Exercise:
From the first line of the records below through the line containing "so it's a bit", copy everything exactly and nothing more.

Record extracts:

----

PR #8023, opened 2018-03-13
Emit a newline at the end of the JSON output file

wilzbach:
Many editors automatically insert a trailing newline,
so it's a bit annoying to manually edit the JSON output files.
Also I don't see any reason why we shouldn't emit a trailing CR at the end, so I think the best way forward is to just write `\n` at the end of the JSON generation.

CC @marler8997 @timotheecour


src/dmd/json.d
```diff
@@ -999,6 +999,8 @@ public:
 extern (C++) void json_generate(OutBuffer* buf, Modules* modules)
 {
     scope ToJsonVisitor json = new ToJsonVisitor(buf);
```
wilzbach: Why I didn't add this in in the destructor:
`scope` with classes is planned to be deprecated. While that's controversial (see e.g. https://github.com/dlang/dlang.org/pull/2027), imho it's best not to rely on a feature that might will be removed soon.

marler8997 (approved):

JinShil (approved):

----

Solution for this exercise:
PR #8023, opened 2018-03-13
Emit a newline at the end of the JSON output file

wilzbach:
Many editors automatically insert a trailing newline,
so it's a bit annoying to manually edit the JSON output files.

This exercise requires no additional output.